» **WORK TO COMPLETE**
Find the line with "up with lot-4399jj93". Repeat it and each line after it, exactly, down to the end of the records below.

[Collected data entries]
Issue #148, opened 2016-08-13
Agents in relation to process events


fosterlynn:
We have a general question on if agents should have a place in processes, or do they just relate to transfers, i.e. which agent has which role (rights and responsibilities) in relation to a resource.  From a gitter chat, too hard to find it now. :disappointed:   But I think this is maybe the biggest conceptual hurdle left in the core model after our marathon discussions.....??

I think there is a lot of agency involved in processes, and several kinds of process related events require one or possibly two agents to have complete information.  For example work, load, unload. 

@elf-pavlik please add your thoughts or objections to this, I don't think I can do it justice and don't want to mis-represent.

bhaugen:
Unless you got some robotic agents, your process will need some human agents.

elf-pavlik:
> I think there is a lot of agency involved in processes, and several kinds of process related events require one or possibly two agents to have complete information. For example work, load, unload. 

If we model work as *vf:ServiceResource*, than we can reference agent as provider (owner doesn't seem to fit services well). For scheduled services (possibly modeled as [planned resources](https://github.com/valueflows/resource/issues/14#issuecomment-239677311)) we also need provider and recipient information.

If we want to capture the actual work of loading and unloading... again we have work which we can represent as *vf:ServiceResource* which in turn also can reference *load* and *unload* events (we would need to define property for it, but we will also need something like that for referencing *load* and *unload* from the transportation service - output of transportation process)

Maybe for each YAML snippet where you reference agent directly from a process event I will try to write alternative where we have a resource with a relationship to an agent? If you paste couple of links to existing YAML from other issues I could give it a try.

fosterlynn:
>If we want to capture the actual work of loading and unloading... again we have work which we can represent as vf:ServiceResource

I was thinking more about this too. I think you are right about load and unload - creation of value all comes down to work in the end.  It also takes work to create a service (and sometimes other inputs too).  

Load and unload provider, carrier, receiver might be just context agents?  Would need to do some examples to be sure, because different viewpoints might impact this, I'm not sure.  Context agents have agency too, but I think you are .

Then again some people might not want to record work, but only record what was created/produced.  Could be a service or a material item.

>If we model work as vf:ServiceResource

I'd like to understand better why you don't like vf:work?  Seems to me to clearly and directly describe what is actually happening.  Which is what I think rea:EconomicEvents should do.

[...]

PR #392, opened 2019-01-06
examples of ProvenanceAnchor (generalized version of what current Transfer tries to do)

elf-pavlik:
Let's consider `vf:ProvenanceAnchor` and `vf:anchoredWith` as working names.

It provides the same provenance tracking capability as using `vf:Transfer` but doesn't make any assumption about which actions flows will use.

It includes alternative to using sub processes in https://github.com/valueflows/valueflows/pull/386/commits/fab19b610b0548f7beef8df5f18fb29fcd17da13

We still need to see how `vf:anchoredWith` plays with using `vf:trackingIdentifier`.

I think to evaluate how it compares to just using granular sub processes we will need to evaluate algorithms and queries required to gather provenance information with either approach.

### DIFF
--- a/examples/provenance.yaml
+++ b/examples/provenance.yaml
@@ -1,0 +1,236 @@
+'@context':
+  '@vocab': https://w3id.org/valueflows#
+  xsd: http://www.w3.org/2001/XMLSchema#
+  qudt: http://qudt.org/schema/qudt/
+  unit: http://qudt.org/vocab/unit/
+  time: http://www.w3.org/2006/time#
+  time:inXSDDateTimeStamp:
+    '@type': xsd:dateTimeStamp
+  al: https://al.example/
+  bea: https://bea.example/
+  cloe: https://cloe.example/
+  faircoop: https://faircoop.example/
+
+'@graph':
+
+# https://github.com/valueflows/valueflows/issues/385
+
+  - '@id': al:e1721a61-cd47-4556-84b9-8b1b81da15bf
+    '@type': EconomicResource
+    clasifiedAs: http://www.wikidata.org/entity/Q89 # apples
+    currentQuantity:
+      qudt:unit: unit:Unitless
+      qudt:numericValue: 100
+
+  - '@id': cloe:3129ca8b-fcda-45be-bbda-294dc924d3b9
+    '@type': EconomicResource
+    clasifiedAs: http://www.wikidata.org/entity/Q89 # apples
+    currentQuantity:
+      qudt:unit: unit:Unitless
+      qudt:numericValue: 0
+
+  - '@id': bea:6b97b1be-8e07-44ac-82e5-214f1b2aaf33
+    '@type': EconomicResource
+    clasifiedAs: http://www.wikidata.org/entity/Q89 # apples
+    currentQuantity:
+      qudt:unit: unit:Unitless
+      qudt:numericValue: 0
+
+  # Al arrives with 3 apples. He gives them to Chloe, Chloe receives them.
+
+
+  - '@id': al:52f0e212-3c4f-4d27-b345-5e964c135824
+    '@type': ProvenanceAnchor
+
+  - '@id': al:b52a5815-fae9-43bf-be95-833b95dc0adb
+    '@type': EconomicEvent
+    anchoredWith: al:52f0e212-3c4f-4d27-b345-5e964c135824
+    action: give
+    affects: al:e1721a61-cd47-4556-84b9-8b1b81da15bf
+    observedQuantity:
+      qudt:unit: unit:Unitless
+      qudt:numericValue: 3
+    
+  - '@id': cloe:b90b0b77-09a2-42e2-8bd4-e9ae2c1c6172
+    '@type': EconomicEvent
+    provider: al
+    receiver: cloe
+    anchoredWith: al:52f0e212-3c4f-4d27-b345-5e964c135824
+    action: receive
+    affects: cloe:3129ca8b-fcda-45be-bbda-294dc924d3b9
+    observedQuantity:
+      qudt:unit: unit:Unitless
+      qudt:numericValue: 3
+
+# https://github.com/valueflows/valueflows/wiki/Use-Cases-and-Requirements#transportation
+
+  # Al provides 100kg of apples to Cloe and she picks them up from him.
+
+  - '@id': al:02b39a30-3e04-4305-9656-7f261aa63c84
+    '@type': Process
+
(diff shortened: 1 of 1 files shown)


bhaugen:
"Provenance" has a different meaning and use cases from "tracking and tracing" and other use cases involving traversing value flows.

Provenance refers to the origin and history of something, often applied to scientific papers, paintings, or food. The traversal starts from the resource being analyzed and goes backwards from there, often forming a tree with more than one starting point.

In the usual meanings, although I get confused and so does everybody else but people who do it for a living, "track" means starting with a source and seeing where it went, like starting with a mad cow and see who got parts of it. So it's traversing forwards.

"Trace" means you got a part of the mad cow and want to find out which animal it came from, what farm, etc. So it is traversing backwards. Provenance is similar to tracing.

https://www.valueflo.ws/appendix/track.html

In cases of food and drug contamination, the analysis will go both ways: trace back to the source batch and ingredients, and then track forward to wherever that source batch went.

Another use case for traversing value flows is in a contribution economy like Sensorica where income is distributed according to the contributions to the creation of whatever brought the income.

elf-pavlik:
This PR does not have any impact on 'rights and responsibilities' currently re-discussed in #148 

> Or would process events have PA's basically when there is not transformation? So transportation or transfer?

In *Al splits out two piles of apples from two different resources* scenario just the process doesn't capture which pile got split out of which initial resource. Here PA's serve as alternative to nested Processes from last example in #386 

If we just try to rely on algorithm in #391 it would connect apples from split from resource A with resource B, just because splitting two apples got recorded as part of the same process even that apples didn't really get mixed. Possibly LOT identifier could get used to track provenance here but mentioned algorithm doesn't mention use of any tracking identifier.

I see need to reconcile proposed here `vf:anchoredWith` supposed to work and how value of `vf:trackingIdentifier` gets used in flows (currently we only specify that resource can have one).

In practice we just need all the flows that should stay consider as part of one *transaction* (provenance transaction nothing to do with rights and responsibilities) to reference the same identifier. Here they reference it with `vf:anchoredWith` but we could call it `vf:trackedWith` or `vf:tracedWith` - all working naming in here.

While sometimes we can't expect 'vf:trackingIdentifier' to have IRI as value (we define it as `owl:DatatypeProperty`). I see it useful that flows could use property defined as `owl:ObjectProperty`) that has IRI value and gets used for tracking/tracing provenance.

fosterlynn:
>Possibly LOT identifier could get used to track provenance here but mentioned algorithm doesn't mention use of any tracking identifier.

I wrote a sentence about it separate from the bullet points.  But yes, it would probably need to be better detailed out.

In general, I expect people who do lot tracking are pretty careful to not muddy the lots.  Since this example does not, I think trackingIdentifier would be fine.  If people combine lots, they create a new lot number though, so then you need the Process to not have all kinds of parallel activity.  Which is how transformations are supposed to work anyhow.  Al could split out his work.

And I think we can count on shippers to have tracking identifiers for everything on a mixed shipment.

So I tentatively don't think we need anything to tie events/resources across processes for tracking/tracing.  Could still be missing something.

So, I'm not sure we need anything like

elf-pavlik:
> Al could split out his work.

I don't think Al should have to do that, last example in #386 shows variant which uses two sub processes. In that case tracking/tracing algorithm #391 would need to do something like.

*If flow references multiple processes, use process which stays referenced by the least number of other flows*

fosterlynn:
>>Al could split out his work.

>I don't think Al should have to do that, 

"By Process, we mean an activity that transforms inputs into outputs." (definition from our doc)  I don't think processes are driven by work - although if Al wants to log his work all at once, that seems fine, if he doesn't need to know how much work went into each resource.  But then that should not drive construction of processes, which are fundamentally about creating outputs from inputs.  The process is the data structure that connects the inputs that created an output (maybe with co-products or by-products).

elf-pavlik:
> "By Process, we mean an activity that transforms inputs into outputs."
> The process is the data structure that connects the inputs that created an output (maybe with co-products or by-products).

The action defines if existence changes or not etc.
* Process with consume & create - one can consider as transformation
* Process with split (give|load) and merge (take|unload) one can consider as stock management
* use and work can apply to any process

What we discuss as transportation will have aspects of both
* transformation - consumes fuel / power from battery and creates CO2 or horsepower
* stock management - can split in one place and merge in other place

Also as discussed in #290 and #293 people can group flows in processes with different granularity. I think with `vf:includedIn` and `vf:service` (action) we can do a whole lot to provide flexible and unambiguous way to model all those scenarios.

elf-pavlik:
If #388 gets merged without `vf:trackingIdentifier`, this PR should address how tracking identifiers used by resources get propagated through flows and update that example. It will also affect #391

fosterlynn:
I would like to move this to the transfer milestone.  I don't think it can be considered separately. OK with you?

elf-pavlik:
I only mentioned current `vf:Tranfer` here because it only serves tracking provenance and doesn't really take any responsibilities related to 'rights and responsibilities' #148 

As part of the cleanup we may only need to provide way for `vf:trackingIdentifier` to propagate with flows. For example #388 doesn't make it clear how did `bob:0f563083-7f05-4a5d-a487-80e130a24345` ended up with `lot-4399jj93`

I think part of the issue relates to *composition* milestone where 'lower' level processes could get used to disambiguate provenance in 'higher' level processes, pretty much what `vf:Transfer` currently seem to do and what more general `vf:ProvenanceAnchor` proposed in this PR supposed to do.

fosterlynn:
>I think part of the issue relates to composition milestone where 'lower' level processes could get used to disambiguate provenance in 'higher' level processes, pretty much what vf:Transfer currently seem to do and what more general vf:ProvenanceAnchor proposed in this PR supposed to do.

Yeah, the 'higher' level processes is what I don't think we can include in this cleanup release, that has a bunch to work out yet.  I don't think that is what current vf:Transfer does, it is inline with other value flows in a directed graph, not part of a hierarchy.

elf-pavlik:
> As part of the cleanup we may only need to provide way for vf:trackingIdentifier to propagate with flows. For example #388 doesn't make it clear how did bob:0f563083-7f05-4a5d-a487-80e130a24345 ended up with lot-4399jj93

How about we just focus on that and stay away from *composition* and *transfer* for now?

fosterlynn:
>How about we just focus on that and stay away from composition and transfer for now?

Sounds good, I'll enlist @bhaugen to help document that....

fosterlynn:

» **FINISHED EXERCISE**
> As part of the cleanup we may only need to provide way for vf:trackingIdentifier to propagate with flows. For example #388 doesn't make it clear how did bob:0f563083-7f05-4a5d-a487-80e130a24345 ended up with lot-4399jj93

How about we just focus on that and stay away from *composition* and *transfer* for now?

fosterlynn:
>How about we just focus on that and stay away from composition and transfer for now?

Sounds good, I'll enlist @bhaugen to help document that....

fosterlynn:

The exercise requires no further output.